Maybe a router in between the main router and the 100mbps devices, with the 100mbps devices in a different sub-net could work-around the issue that @sppmaster is facing? I figured the router should have sufficient memory and capabilities to throttle the network traffic enough to not swamp the router's switches connected to the 100mbps devices.

A router in between would probably work, but would likely be overkill. All that would really be doing is breaking the flow control pause frame propagation between the router's switch and the downstream switch, and just disabling flow control on the router ports would achieve the same thing.

I looked at the programming guide for the MT7531 switch used on the E8450 and RT3200, but it doesn't really describe how its flow control algorithm works other than what bits are used to turn it on and off. However it's probably safe to say that in most of these basic switch devices in home routers, it is pretty dumb and will result in pause frames being sent on upstream ports when a downstream port's transmit queue fills up - which could be due to it being a slower link speed, or due to it being connected to another switch which is sending out pause frames of its own. You can end up with one slow device having unnecessary ripple effects across the entire network.

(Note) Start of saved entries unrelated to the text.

PR #179, opened 2020-06-23
Add functionality to assert register value in model for plugin tests

### LINKED ISSUE #88: Add more checks to WP unit tests
Currently in each of the unit tests, we are only checking to see if Z3 returns `SAT` or `UNSAT`:

https://github.com/draperlaboratory/cbat_tools/blob/0b9e9737eca958ab3dc5176a7cfec38c91c910c4/wp/lib/bap_wp/tests/unit/test_precondition.ml#L31-L41

https://github.com/draperlaboratory/cbat_tools/blob/0b9e9737eca958ab3dc5176a7cfec38c91c910c4/wp/plugin/tests/test_wp.ml#L26-L28

In the `switch_cases` test, `SAT` was returned as expected, but the generated model specified `RDI = 0` where `RDI = 3` was expected. We should add more assertions to our test cases to prevent this:

- Register values:
  - obtain the Z3 model after running check
  - obtain the value of a register
  - use `oUnit`'s `assert_equals` to compare the register value with the expected value
- Possibly paths?
  - is it feasible/possible to check if we are going down the correct path?

fortunac:
Fixes #88. If you want to assert the value of a register in the model, it is now possible to pass in a list of registers and their expected values to `test_plugin`.

### DIFF
--- a/wp/plugin/tests/test_wp.ml
+++ b/wp/plugin/tests/test_wp.ml
@@ -39,12 +39,15 @@ let check_z3_result (line : string) (expected : string) (ctxt : test_ctxt) : uni
   else
     ()
 
+(* Checks to see if a line of output belongs to the countermodel where a register
+   is given a value. If the register is one that we have an expected value for,
+   assert the model's value is equal to our expected value. *)
 let check_model (line : string) (regs : (string * string) list) (ctxt : test_ctxt)
   : unit =
   List.iter regs ~f:(fun (reg, expected) ->
       (* Our model is printed in the form "reg |-> value". This regex will break
          if this changes. *)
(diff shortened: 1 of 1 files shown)


wp/plugin/tests/test_wp.ml
```diff
@@ -29,22 +29,46 @@ let unsat : string = "UNSAT!"
...
+  if List.exists [sat; unsat; unknown] ~f:(String.equal line) then
+    assert_equal
+      ~ctxt
+      ~printer:String.to_string
+      ~cmp:String.equal
+      expected line
+  else
+    ()
+
+let check_model (line : string) (regs : (string * string) list) (ctxt : test_ctxt)
```
codyroux, line 42: Can we have comments for these?

codyroux:
This looks great, I love it.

Ethernet flow control should really only be enabled in specific cases where you know all devices in use are going to handle it intelligently, and there are no slow devices on the network to clog up the works. On a typical home network it's just likely to cause issues.

2 Likes

Thanks for your comments.
I've deployed my R7800 back in service now.
On it I can only get info from ethtool about eth0 and eth1
I cannot use LAN1, 2, etc.

R7800 currently is still using swconfig for the switches. Typically eth1 is the LAN switch port GMAC, so disable flow control for that.

1 Like

@robhancock @quarky

root@R7800:~# ethtool -A eth1 autoneg off rx off tx off
rx unmodified, ignoring
tx unmodified, ignoring

The command is not accepted.

root@R7800:~# ethtool --show-pause eth1
Pause parameters for eth1:
Autonegotiate:  on
RX:             off
TX:             off

Are you running your R7800 on any of the NSS accelerated builds? If you are, and hopefully the SSDK Shell are also compiled it, you can use the ssdk_sh utility to change just about anything for the qca8337 switch parameters.

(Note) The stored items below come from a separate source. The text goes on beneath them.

PR #183, opened 2020-06-26
Gltrost/debug flags

gltrost:
My code adds a debug flag with four options:

- `solver` : shows various stats for `solver` in the function `main` in `wp.ml`

- `global` : calls ` Z3.set_global_param "verbose" "10" `, also in the function `main`

- `constr.t` : gives statistics on `pre` in the function `main` by calling `Constr.get_stats`. One area for improvement with this function is that it is very slow to run. 

- `eval` : gives statistics on the list values `olds` and `news` in `eval_aux` when called in the function `eval` in `constraint.ml`. List includes the mean, max and standard deviation of the list sizes.

### DIFF
--- a/wp/lib/bap_wp/src/constraint.mli
+++ b/wp/lib/bap_wp/src/constraint.mli
@@ -100,8 +100,10 @@ val mk_ite : Bap.Std.Jmp.t -> z3_expr -> t -> t -> t
 val mk_clause : t list -> t list -> t
 
 (** [eval c ctx] evaluates the constraint [c] to a Z3 expression,
-    using the standard Z3 encoding of if-then-else and clauses. *)
-val eval : ?debug:(string list) -> t -> Z3.context -> z3_expr
+    using the standard Z3 encoding of if-then-else and clauses.
+    If ~debug is called and is set to true, then statistics for
+    eval will be printed. *)
+val eval : ?debug:(bool) -> t -> Z3.context -> z3_expr
 
 (** [substitute c [e1;...;e_n] [d1;...;d_n]] substitutes each
     occurence in [c] of the Z3 expression [ei] with the expression
@@ -130,8 +132,17 @@ val eval_model_exn : Z3.Model.model -> z3_expr -> z3_expr
 val get_model_exn : Z3.Solver.solver -> Z3.Model.model
 
 
+(** stats, get_stats and print_stats are used for debugging purposes when
+    the flag --wp-debug=constraint-stats is set. **)
+
+(** Contains statistics for values of type t, keeping track of number of goals,
+    ites, clauses and subs that compose t **)
 type stats
 
+(** [get_stats t stats] collects statistics of t, so that the statistics are
+    held in stats **)
 val get_stats : t -> stats -> unit
 
+(** [print_stats t] calls get_stats to collect and print the statistics
+    for the number of goals, ites, clauses and subs that compose t **)
 val print_stats : t -> unit
--- a/wp/lib/bap_wp/src/constraint.mli
+++ b/wp/lib/bap_wp/src/constraint.mli
@@ -101,7 +101,7 @@ val mk_clause : t list -> t list -> t
 
 (** [eval c ctx] evaluates the constraint [c] to a Z3 expression,
     using the standard Z3 encoding of if-then-else and clauses. *)
-val eval : t -> Z3.context -> z3_expr
+val eval : ?debug:(string list) -> t -> Z3.context -> z3_expr
 
 (** [substitute c [e1;...;e_n] [d1;...;d_n]] substitutes each
     occurence in [c] of the Z3 expression [ei] with the expression
--- a/wp/lib/bap_wp/src/constraint.mli
+++ b/wp/lib/bap_wp/src/constraint.mli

I'm currently using ACwifidude NSS build.

I checked @ACwifidude repo. It doesn't include SSDK. My own personal builds do include the SSDK utility.

With the help of @quarky I managed to turn off Flow Control of the R7800 switch.

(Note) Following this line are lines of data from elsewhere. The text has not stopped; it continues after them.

PR #184, opened 2020-06-29
Phil eval speedup2

philzook58:
The size of the olds/news list occurring in the Constr.eval function seems to be a major source of slowdown. One step towards correcting this is to use a map data structure. Because without looking deeper under the hood the Z3 ocaml api only accepts lists, It appears to be most efficient to still maintain olds/news as lists for the moment, but we can prune multiple occurrences of the same keys in the olds list. In addition, it appears that moving the most recently changed variables to the head of the olds list speeds things up by making it faster to find commonly used variables. One problem is that bap is generating virtual memory addresses which increase the sizes of the lists but cannot be easily garbage collected, despite being accessed very rarely (often only once or twice). 
I believe every time Expr.substitute is called the olds/news list are traversed and unpacked into an array for z3 internal use.
The list processing and `Expr.substitute` functions are still the bottleneck in the slow examples I've looked at.

Possibilities for further improvements:
- The `new` expression being processed in `Subst(c, old, new)` rarely contains more than a few variables. It is possible to traverse the expression and fill olds/news only with the variables needed for. This allows the use of efficient Map data structures. Doing this naively was found to be more complicated, of questionable correctness, and not much faster. Now instead of lots of time being spent in Expr.substititue a lot of time was spent in the variable collection pass. I think this could be made more efficient by peeking under the z3 api to the z3native module. The Map structures were not all that fast either compared to the simple most recently accessed element of list strategy discussed above as Expr.compare is not super cheap or too often used.

### DIFF
--- a/wp/lib/bap_wp/src/constraint.ml
+++ b/wp/lib/bap_wp/src/constraint.ml
@@ -235,18 +235,27 @@ let rec eval_aux ?stats:(stats = init_stats) (constr : t) (olds : z3_expr list)
       let hyps_expr = eval_conjunction hyps in
       Bool.mk_implies ctx hyps_expr concs_expr
   | Subst (c, o, n) ->
+    (* The following should be functionally equivalent to [eval_aux ~stats:stats c (olds @ o) (news @ n') ctx] 
+       with changes made to achieve better performance. Duplicate keys are pruned from the olds list.
+       
+       NOTE : It is assumed as an invariant that the olds list does not contain duplicate keys. Failure to maintain this invariant
+       may result in incorrect behavior.
+
+       Using a Map data structure was tried and it was found that shuffling in and out to lists for Expr.substitute made it slow. 
+       Instead, two lists are maintained and pruned of duplicate keys. The most recently used items are put at the front of the list 
+       to make it fast to find the most commonly used variables.
+       *)
     let n' = List.map n ~f:(fun x -> Expr.substitute x olds news) in
     if (List.length n') = 1 (* It appears we generate overwhelmingly size 1 lists *)
       then 
       begin
         let o = List.hd_exn o in
         let n' = List.hd_exn n' in
-        (* A Map was tried. It was found that shuffling in and out to lists for Expr.substitute made it not worth it  *)
-        (* The idea here is that popping items most recently used to the front of the list makes it fast to find the most commonly used variables *)
-        (* It is assumed as an invariant that the olds list does not contain duplicate keys *)
         let findn e l =
+            (* [findn' n e l] finds element [e] in list [l] while maintainting an accumulator of the current index [n] *)
             let rec findn' n e l = match l with | x :: xs ->  if Expr.equal x e then Some n else findn' (n + 1) e xs | [] -> None in
             findn' 0 e l in
+        (* [removen_exn n l] removes item at position [n] in list [l] *)
         let rec removen_exn n l = match l with | x :: xs ->  if (n = 0) then xs else x :: (removen_exn (n - 1) xs) |  [] -> failwith "Improper removen use" in
         let oind = findn o olds in
         match oind with
@@ -256,6 +265,7 @@ let rec eval_aux ?stats:(stats = init_stats) (constr : t) (olds : z3_expr list)
                         eval_aux ~stats:stats c olds news' ctx
       end
     else
+      (* Substitutions larger than 1 variable long uses zipping and less efficient assoclist facilities to delete duplicates *)
       let oldsnews = List.zip_exn olds news in
       let o', n' =  List.fold2_exn o n' ~init:oldsnews ~f:(fun on' old new' -> List.Assoc.add on' ~equal:Expr.equal old new') |> List.unzip   in 
       eval_aux ~stats:stats c o' n' ctx 
--- a/wp/lib/bap_wp/src/constraint.ml
+++ b/wp/lib/bap_wp/src/constraint.ml
@@ -359,15 +359,9 @@ let get_refuted_goals ?filter_out:(filter_out = []) (constr : t)
         worker c2 current_path current_registers olds news
       else
         failwith (Format.sprintf "get_refuted_goals: Unable to resolve branch \
-<<<<<<< HEAD
                                     condition %s at %s"
                                     (Z3.Expr.to_string cond_res)
                                     (jmp |> Term.tid |> Tid.to_string))
-=======
-                                  condition %s at %s" 
-                    (Z3.Expr.to_string cond_res)
-                    (jmp |> Term.tid |> Tid.to_string))
->>>>>>> ed3b7c6... Changed indenting and added fast path to get_refuted_goals subst
     | Clause (hyps, concs) ->
       let hyps_false =
         let hyp_vals =
--- a/wp/lib/bap_wp/src/constraint.ml
+++ b/wp/lib/bap_wp/src/constraint.ml
@@ -235,9 +235,7 @@ let rec eval_aux ?stats:(stats = init_stats) (constr : t) (olds : z3_expr list)
       let hyps_expr = eval_conjunction hyps in
       Bool.mk_implies ctx hyps_expr concs_expr
   | Subst (c, o, n) ->
-    let n' = List.map n ~f:(fun x -> 
-                                   let[@landmark "oldsnews" ] olds, news = get_vars' x olds news |> List.unzip in
-                                   Expr.substitute x olds news) in
+    let n' = List.map n ~f:(fun x -> Expr.substitute x olds news) in
     if (List.length n') = 1 (* It appears we generate overwhelmingly size 1 lists *)
       then 
       begin
@@ -252,7 +250,7 @@ let rec eval_aux ?stats:(stats = init_stats) (constr : t) (olds : z3_expr list)
         let rec removen_exn n l = match l with | x :: xs ->  if (n = 0) then xs else x :: (removen_exn (n - 1) xs) |  [] -> failwith "Improper removen use" in
         let oind = findn o olds in
         match oind with
-          | None -> eval_aux c (o :: olds) (n' :: news) ctx
+          | None -> eval_aux ~stats:stats c (o :: olds) (n' :: news) ctx
           | Some ind -> let news' = n' :: (removen_exn ind news) in
                         let olds  = o  :: (removen_exn ind olds) in 
                         eval_aux ~stats:stats c olds news' ctx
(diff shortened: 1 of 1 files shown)


wp/lib/bap_wp/src/constraint.ml
```diff
@@ -209,18 +209,43 @@ let rec eval_aux ?stats:(stats = init_stats) (constr : t) (olds : z3_expr list)
       (eval_aux ~stats:stats c2 olds news ctx)
   | Clause (hyps, concs) ->
     let eval_conjunction conj =
-      List.map conj ~f:(fun c -> eval_aux ~stats:stats c olds news ctx)
-      |> Bool.mk_and ctx
+      if List.length conj = 1 then 
+        eval_aux ~stats:stats (List.hd_exn conj) olds news ctx (* This is tail recursive. Avoids And node. *)
+      else
+        List.map conj ~f:(fun c -> eval_aux ~stats:stats c olds news ctx)
```
fortunac, line 215: Do you know if there are performance impacts if we create an `and` with an empty list?

wp/lib/bap_wp/src/constraint.ml
```diff
@@ -209,18 +209,43 @@ let rec eval_aux ?stats:(stats = init_stats) (constr : t) (olds : z3_expr list)
...
+    if (List.length n') = 1 (* It appears we generate overwhelmingly size 1 lists *)
+      then 
+      begin
+        let o = List.hd_exn o in
+        let n' = List.hd_exn n' in
+        (* A Map was tried. It was found that shuffling in and out to lists for Expr.substitute made it not worth it  *)
+        (* The idea here is that popping items most recently used to the front of the list makes it fast to find the most commonly used variables *)
+        (* It is assumed as an invariant that the olds list does not contain duplicate keys *)
+        let findn e l =
+            let rec findn' n e l = match l with | x :: xs ->  if Expr.equal x e then Some n else findn' (n + 1) e xs | [] -> None in
```
fortunac, line 235: What does `n`, `e`, and `l` stand for here?

wp/lib/bap_wp/src/constraint.ml
philzook58: I think there were, but now I am not 100% sure.

wp/lib/bap_wp/src/constraint.ml
philzook58: e is the expression one is searching for in list l. n is a carried accumulator parameter. It is needed to give the index at which one finds e. Every time e isn't found it is incremented.

wp/lib/bap_wp/src/constraint.ml
```diff
@@ -209,18 +209,43 @@ let rec eval_aux ?stats:(stats = init_stats) (constr : t) (olds : z3_expr list)
...
     if List.is_empty hyps then
-      concs_expr
+      eval_conjunction concs(* possibly tail recursive? *)
     else
+      let concs_expr = eval_conjunction concs in
       let hyps_expr = eval_conjunction hyps in
       Bool.mk_implies ctx hyps_expr concs_expr
   | Subst (c, o, n) ->
     let n' = List.map n ~f:(fun x -> Expr.substitute x olds news) in
-    eval_aux ~stats:stats c (olds @ o) (news @ n') ctx
```
codyroux, line 223: Perhaps a silly comment, but can we keep the above code as a comment explaining that that is the notional semantics of the following block of code?

philzook58: That makes sense

wp/lib/bap_wp/src/constraint.ml
fortunac: 👍

wp/lib/bap_wp/src/constraint.ml
fortunac: Do you think we can add this as a comment because I won't remember this after a month?

wp/lib/bap_wp/src/constraint.ml
```diff
@@ -310,7 +345,9 @@ let get_refuted_goals ?filter_out:(filter_out = []) (constr : t)
             Seq.append (worker c current_path current_registers olds news) accum)
     | Subst (e, o, n) ->
       let n' = List.map n ~f:(fun x -> Expr.substitute x olds news |> eval_model_exn model) in
-      worker e current_path current_registers (olds @ o) (news @ n')
+      let oldsnews = List.zip_exn olds news in
```
fortunac, line 348: Do we generate list sizes of 1 a lot like the case in `eval` or does `get_refuted_goals` not need that special case?

philzook58: That's a good point. I think they are using the same Constr.t objects, so I expect also this one to include almost exclusively lists of size 1.

fortunac:
Tests are passing, so I have no problems with these changes. The logic makes sense to me, but having Cody take a closer look will make me feel better. Just a small nitpick, but can you keep the lines of code to about 80-90 characters long and run `ocp-indent` on this?

I'm excited for the speedup! 🎉

wp/lib/bap_wp/src/constraint.ml
philzook58: It appears n-queens-7 goes from ~15s to ~14s by replicating the list logic here. Removing the fancy logic from eval in turn takes the total runtime from 15s to 21.5s

philzook58: A majority of the time is still in the precondition constraint evaluation phase and get_refuted_goals is relatively quick.

wp/lib/bap_wp/src/constraint.ml
```diff
@@ -222,18 +222,72 @@ let rec eval_aux ?stats:(stats = init_stats) (constr : t) (olds : z3_expr list)
...
+            match l with 
+            | x :: xs ->  if Expr.equal x e 
+              then Some n 
+              else findn' (n + 1) e xs 
+            | [] -> None in
+          findn' 0 e l in
+        (* [removen_exn n l] removes item at position [n] in list [l] *)
+        let rec removen_exn n l = 
+          match l with 
+          | x :: xs ->  if (n = 0)
```
codyroux, line 270: (Quibble) I'd have the if on the following line. Did you run ocp-indent?

wp/lib/bap_wp/src/constraint.ml
```diff
@@ -312,9 +366,9 @@ let get_refuted_goals ?filter_out:(filter_out = []) (constr : t)
       let hyps_false =
         let hyp_vals =
           List.map hyps ~f:(fun h -> eval_model_exn model (eval_aux h olds news ctx)) in
-          if (List.for_all hyp_vals ~f:(fun e -> Z3.Boolean.is_true e || Z3.Boolean.is_false e))
-          then not (List.for_all hyp_vals ~f:Z3.Boolean.is_true)
-          else failwith "Unexpected Expression processing Clause"
+        if (List.for_all hyp_vals ~f:(fun e -> Z3.Boolean.is_true e || Z3.Boolean.is_false e))
+        then not (List.for_all hyp_vals ~f:Z3.Boolean.is_true)
```
codyroux, line 370: Can we use a `List.exists ...` instead of a `not (List.forall ...)`? I think it might be a bit clearer.

wp/lib/bap_wp/src/constraint.ml
```diff
@@ -222,18 +222,72 @@ let rec eval_aux ?stats:(stats = init_stats) (constr : t) (olds : z3_expr list)
...
-    eval_aux ~stats:stats c (olds @ o) (news @ n') ctx
+    if (List.length n') = 1 (* It appears we generate overwhelmingly size 1 lists *)
+    then 
+      begin
+        let o = List.hd_exn o in
+        let n' = List.hd_exn n' in
+        let findn e l =
+          (* [findn' n e l] finds element [e] in list [l] while maintaining an 
+             accumulator of the current index [n] *)
+          let rec findn' n e l =
```
codyroux, line 260: Can we just use `List.findi`? Feels like we're re-inventing the wheel.

wp/lib/bap_wp/src/constraint.ml
```diff
@@ -323,7 +377,39 @@ let get_refuted_goals ?filter_out:(filter_out = []) (constr : t)
             Seq.append (worker c current_path current_registers olds news) accum)
     | Subst (e, o, n) ->
       let n' = List.map n ~f:(fun x -> Expr.substitute x olds news |> eval_model_exn model) in
-      worker e current_path current_registers (olds @ o) (news @ n')
+      if (List.length n') = 1 (* It appears we generate overwhelmingly size 1 lists *)
```
codyroux, line 380: Looks like there's quite a bit of code duplication here. Is this any different than what's above? Can you re-factor this?

It's gonna be a nightmare to debug if we have to maintain them in parallel.

codyroux:
I'm sorry, but I feel that there are some small, but non-trivial structural issues with the code. As far as I can tell, it's correct, but there's code duplication and I feel like there might be some opportunity to use Core libraries to a fuller extent, though indeed there doesn't seem to be a generic "remove at position`i`" function.

In the interest of maintainability, I'd suggest re-factoring things a bit further.

I can help if you feel frustrated by doing this yourself.

wp/lib/bap_wp/src/constraint.ml
philzook58: Where is such a function

philzook58: Oh I found it. nice.

wp/lib/bap_wp/src/constraint.ml
philzook58: I did. My ocp-indent does not create newlines I don't think

wp/lib/bap_wp/src/constraint.ml
```diff
@@ -305,16 +350,16 @@ let get_refuted_goals ?filter_out:(filter_out = []) (constr : t)
         worker c2 current_path current_registers olds news
       else
         failwith (Format.sprintf "get_refuted_goals: Unable to resolve branch \
-                                    condition %s at %s"
-                                    (Z3.Expr.to_string cond_res)
-                                    (jmp |> Term.tid |> Tid.to_string))
+                                  condition %s at %s"
+                    (Z3.Expr.to_string cond_res)
+                    (jmp |> Term.tid |> Tid.to_string))
```
philzook58, line 355: ocp-ident keeps changing this string. Is this a problem @fortunac ?

fortunac: Nope! Should be fine.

Unfortunately it just helped with WAN speed but at the expense of LAN traffic disruption

So in this situation it is a chose only one option situation - WAN or LAN. Both are not possible at the same time.
That will not allow what I can achieve with ISP router, but it has a terrible WLAN an of course has nothing that OpenWrt gives me.

It is interesting that there are similar performance issues on the Mikrotik forum when using mixed 100Mbps and 1Gbps devices. First one is here https://forum.mikrotik.com/viewtopic.php?t=185253

I've even considered possibly to get a Mikrotik RB5009UG+S+IN as it has a 10G SFP+ cage port but there is similar WAN performance issue although the users complain when they mix 2.5G and 1G devices.
https://forum.mikrotik.com/viewtopic.php?p=920760#p895221
So spending a sum of money to only see the same issue with 100Mbps devices maybe is not so good choice.

I guess your options are:

  1. get gbps-capable end devices
  2. get a better switch with per port queues (might help)
  3. try to fudge something with cheap gigabit switches isolating each of the 100 Mbps end devices
  4. try to rate limit the 100 Mbps devices so that they never trigger the pause frame generation.

Any other options?

P.S.: Have you tried just disabling pause frame processing on the server?

1 Like
  1. I cannot do anything about it - TV manufacturer put 100Mbps NIC and other devices are from ISP for the TV service (they have 100Mbps NICs too).
    2, 3 and 4 - I don't think I'll bother with them. I'm looking for one device solution for neat environment.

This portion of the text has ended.